» Activity
Show each line of the data below that has the string "something" in it.
-- Data to use follows --
PR #2391, opened 2024-08-14
don't hide virtual table, hide shadow tables.

### LINKED ISSUE #2296: Automatically hide type=shadow tables in SQLite 3.37 or higher
> For filtering virtual table's "shadow tables" (ex the FTS5 _content and most the spatialite tables),  you can use `pragma_table_list` (first appeared in SQLite 3.37 (2021-11-27), which has a `type` column that calls out `type="shadow"` tables https://www.sqlite.org/pragma.html#pragma_table_list

_Originally posted by @asg017 in https://github.com/simonw/datasette/issues/2104#issuecomment-1641082395_

asg017:
Closes #2296 

- Hide shadow tables by default
- Do NOT hide FTS5 virtual tables (but hide their shadow tables)

This will likely fail the SQLite 3.25 test

----
📚 Documentation preview 📚: https://datasette--2391.org.readthedocs.build/en/2391/

### DIFF
--- a/datasette/database.py
+++ b/datasette/database.py
@@ -506,8 +506,8 @@ class Database:
                           OR substr(name, 1, 1) == '_'
                       ),
                       fts_suffixes AS (
-                        select column1 as suffix
-                        from (VALUES ('_data'), ('_idx'), ('_docsize'), ('_content'))
+                        SELECT column1 AS suffix
+                        FROM (VALUES ('_data'), ('_idx'), ('_docsize'), ('_content'), ('_config'))
                       ),
                       fts_names AS (
                         SELECT name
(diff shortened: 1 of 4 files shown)


simonw:
Let's mark the test that's going to fail in the older SQLite version as `@pytest.mark.skipif` - the failure just means that in old versions of SQLite there will be some visible tables that would have been hidden in newer versions, which is fine.

asg017:
@simonw ready for review!

It wasnt' as easy as skipping the test for SQLite 3.37 - since other tests break because of this change (ie table lists that sort by name + hidden status), I couldnt skip all those other non-related tests. So I added some logic that manually adds in FTS3 + FTS4 + FTS5 shadow tables by hard-coded their suffixes. The SQL is a bit nasty, happy to edit that if needed

simonw:
This looks great!

PR #2450, opened 2024-12-06
fix: support static files with spaces in their names

andrew-grechkin:
Browser encodes all non-ASCII characters in URL into percent encoding format.

Static files are served from the filesystem, and can have unsafe characters in their names.

To support such files the request `path` should be decoded.

----
📚 Documentation preview 📚: https://datasette--2450.org.readthedocs.build/en/2450/


brandonrobertz:
It would be really nice to get this merged. This is an *incredibly* annoying bug. Every time I have to do a fork and patch the static handler, or rename every single file and deal with the duplication problems it causes.

PR #2489, opened 2025-06-03
Add support for canned query parameters with defaults and longer descriptions. (Fixes #1258)

### LINKED ISSUE #1258: Canned queries that have named parameters should do something sensible when called without parameters.
If I call a canned query that includes named parameters, without passing any parameters, datasette runs the query anyway, resulting in an HTTP status code 400, and a visible error in the browser, with only a link back to home.  This means that one of the default links on https://site/database/ will lead to a broken page with no apparent way out.

image

Is there any way to skip performing the query when parameters aren't supplied, but otherwise render the usual canned query page?  Alternatively, can I supply default values for my parameters, either when defining my canned queries or when linking to the canned query page from the default database template.

etjones:
----
📚 Documentation preview 📚: https://datasette--2489.org.readthedocs.build/en/2489/

### DIFF
--- a/datasette/templates/query.html
+++ b/datasette/templates/query.html
@@ -57,7 +57,19 @@
             >
         {% endif %}
     {% endif %}
-    {% if named_parameter_values %}
+    
+    {# Debug lines removed to avoid Jinja2 Undefined errors #}
+
+    {% if canned_query and metadata and metadata.get('params') %}
+        <h3>Query parameters</h3>
+        {% for param in metadata['params'] %}
+            <p>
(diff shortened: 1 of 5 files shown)


etjones:
This is in response to #1258.

Canned queries have had this format: 
``` yaml
databases:
  fixtures:
    queries:
      neighborhood_search:
        params:
        - text
```
That's still the default, but this PR enables queries to have default values and tooltip descriptions as well: 
``` yaml
params:
- name: text
  default: ""
  description: "Longer description of the kind of text you want" 
```

Issue #2429, opened 2024-09-17
Datasette server redirects //example.com/ to https://example.com


psd:
The datasette server command 302 redirects paths such as `//example.com/` to '//example.com' which is followed by curl and browsers to 'https://example.com'.

Note, the path needs to begin with double-slash and end in a slash.

There's a log of how to reproduce the issue locally in this [gist](https://gist.github.com/psd/29834efeeb3d276b62a71f210989f1a9).

I've been unable to reproduce this issue on production servers, so could be something to flag more strongly in documentation if this is expected behaviour in development.

jamesjefferies:
We've now seen this on a Datasette on Heroku instance - i.e. on a production server 🤔

Wondering whether it is this redirect in the 404 handler? When there is a trailing `/` https://github.com/simonw/datasette/blob/7a602140df3646820adc45963daf7fc5dcd2a009/datasette/app.py#L1804

simonw:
-- Data to use concluded --
» Response to the exercise
### LINKED ISSUE #1258: Canned queries that have named parameters should do something sensible when called without parameters.
I've been unable to reproduce this issue on production servers, so could be something to flag more strongly in documentation if this is expected behaviour in development.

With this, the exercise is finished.